You tremble with anticipation — and suddenly your legs seem to buckle and you sit down on the bed. I worry for a moment, but the smile you give me stops all that entirely; and you move up till you are stretched out on the bed.



I probe your navel with my tongue and tickle your belly, and then make a wet trail from your navel on down — down, down, down — and enjoy the smell of your lower body and the feeling of all the parts I can reach with my hands, and go down further until it is very obvious what I intend to do. I wait for a moment to find out if you’ll object — but you don’t and so I use my hands to caress your buttocks and lower my face between your legs, and use one hand to part the outer folds first, and the inner ones second — and then run my tongue along the length of your sex. Oooh! I must keep a grip on myself after all these years or I’ll have to wash some of my clothes… I push the tip of my tongue inside to taste you and lick the smooth, soft skin. Hmmm!

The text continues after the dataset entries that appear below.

PR #1417, opened 2022-05-12
Fix initial alt-tab switcher indicator visibility.

### LINKED ISSUE #1412: Application not initially focused/selected in the ALT+TAB switcher
### What Happened?

When using the ALT+TAB application switcher, the list of applications doesn't have any indication of which one is currently focused and therefore will be brought to the foreground.

### Steps to Reproduce

1. Have more than 1 application opened.
2. Press ALT+TAB only once.
3. Notice how the name of the application that will be brought to the foreground is showed, but the icons is hot highlighted.

### Expected Behavior

The icon should be focused/selected, to match the name of the application that will be brought to to the foreground.

### OS Version

7.x (Early Access)

### Software Version

### Log Output

_No response_

### Hardware Info

_No response_

vjr:
Fixes #1412 

The `get_origin ()` method of the `ActorBox` from the `allocation` property appears to be returning `inf` (infinity?) when I printed the X and Y float values, so making this change seems to resolve the issue.

### DIFF
--- a/src/Widgets/WindowSwitcher.vala
+++ b/src/Widgets/WindowSwitcher.vala
@@ -418,7 +418,7 @@ namespace Gala {
             //       are here too early, in which case all the children are at
             //       (0|0), so we can easily check for that and come back later
             if (container.get_n_children () > 1
-                && container.get_child_at_index (1).allocation.x1 < 1) {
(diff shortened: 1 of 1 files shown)


danrabbit (approved):
Fixes the issue for me, and afaict works on OS 6.1 as well

PR #1419, opened 2022-05-12
WorkspaceClone: draw stroke with Cairo

### LINKED ISSUE #1356: Wallpaper is dimmed in multitasking view
### What Happened?

When entering multitasking view, the wallpaper becomes dimmed

### Steps to Reproduce

1. Open Multitasking View
2. Notice the dim wallpaper

### Expected Behavior

No dimming :)

### OS Version

7.x (Early Access)

### Software Version

### Log Output

_No response_

### Hardware Info

_No response_

danrabbit:
Fixes #1356 

AFAICT, Cogl.Framebuffer's clip functions only clip things outside of the defined rectangle, not inside. So, instead use Cairo to draw a stroke.

It looks like the black stroke was leftover from before we drew the shadow with `shadow_effect` maybe? It doesn't appear to be necessary anymore

### DIFF
--- a/src/Widgets/WorkspaceClone.vala
+++ b/src/Widgets/WorkspaceClone.vala
@@ -44,19 +44,36 @@ namespace Gala {
         public override void paint (Clutter.PaintContext context) {
             base.paint (context);
 
-            unowned Cogl.Framebuffer fb = context.get_framebuffer ();
+            var surface = new Cairo.ImageSurface (Cairo.Format.ARGB32, (int) width, (int) height);
 
-            pipeline.set_color4ub (0, 0, 0, 100);
-            fb.push_rectangle_clip (0, 0, width, height);
-            fb.draw_rectangle (pipeline, 0, 0, width, height);
-            fb.pop_clip ();
+            var ctx = new Cairo.Context (surface);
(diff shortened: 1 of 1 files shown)


src/Widgets/WorkspaceClone.vala
```diff
@@ -44,19 +44,36 @@ namespace Gala {
         public override void paint (Clutter.PaintContext context) {
             base.paint (context);
 
-            unowned Cogl.Framebuffer fb = context.get_framebuffer ();
-
-            pipeline.set_color4ub (0, 0, 0, 100);
-            fb.push_rectangle_clip (0, 0, width, height);
-            fb.draw_rectangle (pipeline, 0, 0, width, height);
-            fb.pop_clip ();
+            var surface = new Cairo.ImageSurface (Cairo.Format.ARGB32, (int) width, (int) height);
```
tintou, line 47: I have no idea if it is a better thing, but GNOME Shell is using Cairo.Format.A8 to draw its shadow so that it is color agnostic

danrabbit: Hm I'm getting some weird artifacts when trying that

tintou (approved):

Issue #1334, opened 2021-12-05
Hot corner retrigger too sensitive for high resolution monitors or fast mouse cursor speeds


joshuamars:
### What Happened?

When using any of the corners for "Show all windows," the display flashes in and out of all window mode, and typically lands back in normal mode. It looks like it is not tolerating tiny little bounces of the mouse cursor. If I slowly move the mouse cursor into position at the corner, it is stable, and doesn't flash.

### Steps to Reproduce

1 Opened settings > Desktop > Multitasking
2 Set top left corner to "Show all windows"
3 Move mouse quickly into corner causes bug

It looks exactly like what happens when I quickly and repeatedly hit the default keyboard shortcut for show all windows: WINKEY + W or WINKEY + A

### Expected Behavior

I want to quickly move my mouse into the corner, and show all windows, without flashing or being kicked back out into normal mode.

### OS Version

6.x (Odin)

### Software Version

Latest release (I have run all updates)

### Hardware Info

2560x1440 monitor at 144hz

joshuamars:
If I put `notify-send "Poop"` in for "Execute custom command," and then move my cursor into that corner, multiple notifications come up at once, in differing amounts each time.

joshuamars:
This is probably same issue as #1330

joshuamars:
Maybe caused by commit that "fixed" #1100

joshuamars:
Completely disabling the retrigger behavior fixes this issue for me. I commented out line 160 in src/HotCorners/HotCorner.vala and the problem goes away. Adjusting any of the pressure threshold constants wasn't working; I couldn't find a "sweet spot."

joshuamars:
>

@JoseExposito what is the purpose of the retrigger event?

JoseExposito:
Hi! The event is re-triggered  after a certain amount of pressure is applied, check https://github.com/elementary/gala/issues/1078

On my setup, I have to push the corner for a while to trigger the event. Are you using a HiDPI screen or similar? The density of the display might affect this behaviour.

joshuamars:
Yes, I am using a high resolution monitor (2560x1440 at 144hz). My monitor is so big (32") that I have my mouse cursor speed set very fast. I am guessing #1330 is a similar situation (@Lacplesis). For me, the unwanted retriggering happens at anywhere from pressure.abs() = 600 or above. 

[...]

Issue #1330, opened 2021-11-28
Hot Corner for Application Menu glitches on 4K monitor


Lacplesis:
### What Happened?

I have a desktop with a 4K monitor and a laptop with a 1080P monitor and I've used Elementary on both. On the laptop, the applications hot corner is snappy and responsive and always behaves exactly as you would expect. On the 4k monitor however, it's a lot more sensitive and if I flick my cursor into the top left corner, the Applications menu will flicker on and then immediately hide again, sometimes blinking multiple times. If I really ease the cursor in, I can make the menu appear as it should.

Also, it's worth noting that even though the visible applications menu disappears, it still seems to have focus since other windows become unresponsive until I manually click the applications menu and then click off again.

I thought that maybe it was an issue with the hot corners in general at 4k resolution, but I tested that with other hot corner options, and it's only the Applications menu that has the issue. I even tried putting the applications hot corner on other corners and the same glitch occurs.

### Steps to Reproduce

1. with the applications hot corner enabled, on a 4k monitor, drag the cursor to the hot corner
2. Flickering begins on applications menu (if not, repeat and it likely will)

### Expected Behavior

Drag cursor to Applications hot corner and have the applications menu appear.

### OS Version

6.x (Odin)

### Software Version

Latest release (I have run all updates)

### Hardware Info

Ryzen 1600AF CPU
AMD Radeon 570 GPU w/ 4GB RAM
64GB DDR4 RAM

danrabbit:
Transferring to Gala since hotcorners are handled there

danirabbit:
Closing since this was supposedly fixed in #1421

PR #1421, opened 2022-05-16
Changed hotcorners retrigger behavior to adjust for faster mouse pointer speed

joshuamars:
Added a check for mouse pointer speed.
Changed the hotcorners retrigger behavior to adjust for faster mouse pointer speed.

This addresses the problems in issues #1334 and (probably) #1330, while still allowing the retrigger behavior to work properly, as it was implemented for #1078.


src/HotCorners/HotCorner.vala
```diff
@@ -34,6 +34,20 @@ public class Gala.HotCorner : Object {
...
+     * uses this setting to create a scaling factor only for values above 0, 
+     * since smaller values are less sensitive and don't need adjusted
+     */
+    private static GLib.Settings mouse_settings;
+    private static double mouse_speed_scale_factor;
+    static construct {
+        mouse_settings = new GLib.Settings ("org.gnome.desktop.peripherals.mouse");
+        mouse_speed_scale_factor = (mouse_settings.get_double("speed") > 0) ? 
+            (1 + mouse_settings.get_double("speed")) * 2 :
+            1;
```
tintou, line 48: I think that this part should be in a `construct` block as we will also need to watch for the change of the `speed` property

tintou, line 48: Space before starting parenthesis
```suggestion
        mouse_speed_scale_factor = (mouse_settings.get_double ("speed") > 0) ? 
            (1 + mouse_settings.get_double ("speed")) * 2 :
            1;
```

tintou (dismissed):
Thanks for this!
This is indeed a valid approach, just a few things to change.
You can watch for the speed change with:
```vala
mouse_settings.changed["speed"].connect (() => {
    // DO STUFF
});
```

src/HotCorners/HotCorner.vala
joshuamars: Thanks for that! I was wondering how to do that.

joshuamars:
> I wonder whether the issue is the mouse speed or something else. In my case, my mouse speed is also set to 1.0 and I don't experiment this issue:
> 
> ```
> $ gsettings get org.gnome.desktop.peripherals.mouse speed     
> 1.0
> ```
> 
> I think that the issue here are HiDPI screens. @joshuamars are you using any scaling factor?
> 
> image
> 
> If so, a possible approach would be to multiply the pressure by the scaling factor.

My scaling factor is 1.0. I have a larger screen, but not high enough dpi to requiring scaling 🤔. It is 32 US inches, but only 2560x1440

JoseExposito:
Mmm and what's the DPI of your mouse? You can check it online. Let's see if we find what's different in our hardware.

src/HotCorners/HotCorner.vala
```diff
@@ -38,25 +38,57 @@ public class Gala.HotCorner : Object {
      * In order to avoid accidental triggers, don't trigger the hot corner until
      * this threshold is reached.
      */
+    private const int TRIGGER_PRESSURE_THRESHOLD_MIN = 0;
```
JoseExposito, line 41: Why changing the trigger threshold? This threshold is used the first time the hot corner is activated. With my hardware, it makes difficult to trigger it

src/HotCorners/HotCorner.vala
```diff
@@ -38,25 +38,57 @@ public class Gala.HotCorner : Object {
...
     private const int TRIGGER_PRESSURE_THRESHOLD = 50;
 
     /**
      * When the mouse pointer pressures the barrier without activating the hot corner,
      * release it when this threshold is reached.
      */
-    private const int RELEASE_PRESSURE_THRESHOLD = 100;
+    private const int RELEASE_PRESSURE_THRESHOLD_MIN = 30;
```
JoseExposito, line 48: This threshold is mainly used when using more than one screen. The barrier catches the mouse a bit and allows to move it to the next screen if the user keeps pressing the corner. I don't know if we need to change it.

src/HotCorners/HotCorner.vala
```diff
@@ -38,25 +38,57 @@ public class Gala.HotCorner : Object {
...
 
     /**
      * When the mouse pointer pressures the hot corner after activation, trigger the
      * action again when this threshold is reached.
+     * Only retrigger after a minimum delay (milliseconds) since original trigger.
      */
-    private const int RETRIGGER_PRESSURE_THRESHOLD = 500;
+    private const int RETRIGGER_PRESSURE_THRESHOLD_MIN = 60;
+    private const int RETRIGGER_PRESSURE_THRESHOLD = 440;
+    private const int RETRIGGER_DELAY = 600;
```
JoseExposito, line 58: I wonder if just checking for this delay could be a good solution. Do you think it could work?

JoseExposito (changes requested):

src/HotCorners/HotCorner.vala
joshuamars: > I wonder if just checking for this delay could be a good solution. Do you think it could work?

I think so. I don't know why I didn't just try that first. I can test it.

src/HotCorners/HotCorner.vala
joshuamars: Ok

joshuamars:
> Mmm and what's the DPI of your mouse? You can check it online. Let's see if we find what's different in our hardware.

Just for information, my mouse is Logitech G305, with 12000 DPI

JoseExposito:
> Just for information, my mouse is Logitech G305, with 12000 DPI

Wow, that's a good DPI! I think this is what causes the issue. A non-gaming mouse usually have 1500 ~ 2000 DPI.

FWIW, I believe that exploring the timeout only solution could work.

joshuamars:
> > Just for information, my mouse is Logitech G305, with 12000 DPI
> 
> Wow, that's a good DPI! I think this is what causes the issue. A non-gaming mouse usually have 1500 ~ 2000 DPI.
> 
> FWIW, I believe that exploring the timeout only solution could work.

I think that you are right. I over-complicated it to begin with, and was chasing the wrong rabbit anyways.

Latest commit ([c2d8945](https://github.com/elementary/gala/pull/1421/commits/c2d89459198b7939a2536e73683e0e77db9c895f)) removed everything but the timeout solution

JoseExposito (approved):
Thanks for the changes! I like this simple approach, LGTM.

JoseExposito:
@tintou I can't merge until you approve the changes, let us know if you like this approach, please. Thanks!

PR #1424, opened 2022-05-19
Use preferences-desktop-workspaces icon from system

### LINKED ISSUE #957: Ship preferences-desktop-workspaces instead of multitasking-view
## Proposed change
As proposed on Slack I think it would be appropriate to ship `preferences-desktop-workspaces` from the icons theme instead of the current `multitasking-view` because it better reppresent the actual result of the action and also matches the icon used in the Keyboard Plug.
This depends on: https://github.com/elementary/icons/issues/974

danrabbit:
Fixes #957


JoseExposito (approved):
The change seems correct. Are the icons already merged? Not merging the PR myself just in case there is a pending dependency.

danrabbit:
Yes, they are. Thank you!

PR #1427, opened 2022-05-22
Handle GTK4 notification bubbles

ZenitsuDev:
Goes with : https://github.com/elementary/notifications/pull/157

It handles GTK4 notification bubbles by anticipating the unique window title set on the notification bubbles "io.elementary.notifications". The window title is hidden, it just acts more of an identifier. This is done because we can't set the type hint of Windows in GTK4, resulting in the window manager treating notification bubbles as normal windows.

### DIFF
--- a/src/WindowManager.vala
+++ b/src/WindowManager.vala
@@ -1336,7 +1336,7 @@ namespace Gala {
 
             // Notifications are a special case and have to be always be handled
             // regardless of the animation setting
-            if (!enable_animations && window.window_type != Meta.WindowType.NOTIFICATION) {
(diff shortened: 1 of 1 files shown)


danrabbit:
Hm @tintou do you know if there’s a better way to identify these windows if we can’t set type? Or if we can still set type somehow?

tintou:
We need a custom protocol on Wayland, for X11 it's not possible anymore in GTK4 (without custom code poking the X.Window directly which we don't want to invest on)

tintou:
Basically the way to go is to test if https://gitlab.gnome.org/GNOME/vala/-/merge_requests/246 is working and use it

ZenitsuDev:
Closing as non-practical way of solving the problem

PR #1429, opened 2022-05-23
WindowManager: set workspace switch duration directly

danrabbit:
Instead of checking this condition twice, we can just set the value directly when we check it the first time


JoseExposito (approved):
It makes sense, thanks for the fix!

JoseExposito:
@danrabbit there's a conflict with https://github.com/elementary/gala/commit/1f94db16c627f73af5dc69714611815e4691b5e8, you'd need to rebase on top of master.

PR #1432, opened 2022-05-24
Dialogs: use computer-fail for force quit dialog

danrabbit:
Depends on a release of icons with https://github.com/elementary/icons/pull/1107


tintou (approved):

JoseExposito (approved):
@danrabbit now that the other PR is merged, we should be good to go here, shouldn't we?

danrabbit:
@JoseExposito yeah it would probably be okay as long as we remember to re-release icons before releasing another Gala :)

PR #1437, opened 2022-06-09
DBusAccelerator: Use the same version as in the greeter

tintou:
Allows to keep in memory the intend of an accelerator.


jeremypw (approved):
Looks like an accurate copy of the greeter code and all the normal windowing shortcuts still work.

As an aside, it would be less confusing for someone new to the code to rename `action` to `action_id` (as described in the .vala file) but that can be done in another PR if agreed.

PR #1450, opened 2022-08-07
POTFILES: Add src/Dialogs.vala

ryonakano:
So that translators can add translations for the texts in the force quit dialog:

https://github.com/elementary/gala/blob/5f0fcc683f9b0b6b233d1182a33ed429825684c0/src/Dialogs.vala#L152-L159


danrabbit (approved):
Apologies for the oversight! Thanks for fixing

Issue #1413, opened 2022-04-26
Clicking an app in multitasking view doesn't focus that app


danirabbit:
### What Happened?

When using multitasking view, clicking an app doesn't bring that app into focus. There's no effect when clicking apps

### Steps to Reproduce

1. Open multitasking view
2. Click an app to focus it
3. Nothing happens

### Expected Behavior

Clicking an app in the multitasking view should bring it into focus. This is probably a mutter-related regression

### OS Version

7.x (Early Access)

### Software Version

Compiled from git

davidmhewitt:
Fixed in #1464

PR #1457, opened 2022-09-02
Update to latest mutter-11 changes

tintou:
Notably: Meta.Barrier is now a sealed class.


bobby285271:
I am using this change with mutter 43.0, basically it works. multitasking view is still broken to me (don't have time to revisit mutter 42.x but should be the same as #1413) and hot corner does not work (my journal is spammed with `g_signal_emit_valist: assertion 'G_TYPE_CHECK_INSTANCE (instance)' failed` and `invalid (NULL) pointer instance` when I try the hot corner), other things looks fine so far.

(To be clear NixOS is going to continue stick with mutter 3.38 for now)

tintou:
This https://gitlab.gnome.org/GNOME/mutter/-/commit/af65a01057b540cdaa88eb1744fe82c7a82698d8 landed right before the release of Mutter 43 so this has to be reworked

bobby285271:
I can confirm the hot corner now works :partying_face:

PR #1462, opened 2022-09-20
Option to dim wallpapers when dark style is active

### LINKED ISSUE #966: Option to dim bright wallpapers when dark style is active
Pretty useful option that iOS has for brighter wallpapers, it would certainly help with situations like this:
Screenshot from 2020-11-12 23-59-41

lenemter:
Resolves #966

Settings for this branch: elementary/switchboard-plug-pantheon-shell#336

Not sure if it's ok to create a new schema path for one property, but it can be moved to existing one if you so desire

### DIFF
--- a/data/gala.gschema.xml
+++ b/data/gala.gschema.xml
@@ -24,6 +24,14 @@
     </key>
   </schema>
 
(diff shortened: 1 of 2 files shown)


danirabbit (approved):
Works as expected. Nice!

You have your hands in my hair and push my head down, and I can hear you breathe, and I try to see your face and you smile a lazy, slow smile. Your brown eyes are on mine for a moment. I run the tips of my fingers along your labia, and lick up to your clitoris without touching it — yet, and I resist any attempts to make me go there for a little time. Then I do — I wanted to all along, but I want to enjoy as much of it as possible. I hope you are not really in a hurry either. You aren’t. Finally I take the little nub between my lips and move my tongue over it, from left to right and back again, very fast, while trying to pull you into my mouth and to produce as much saliva as possible. My ears are red and hot, and my tongue feels wonderful, and so do my lips and hands. I try to make you explode, hard, and I touch your entrance with a finger while I continue to use my mouth, looking up all the while hoping to get a glimpse of your eyes. I run my hands up your body to your breasts — they have had to share the attention, and it’s their turn again while your smell is in my nose and my nose in your pubic hair. I continue until I find your legs around my head, and I softly nibble on you with my teeth, careful not to hurt you. I keep my ears geared for suggestions all the while; they will be executed promptly, whatever they are.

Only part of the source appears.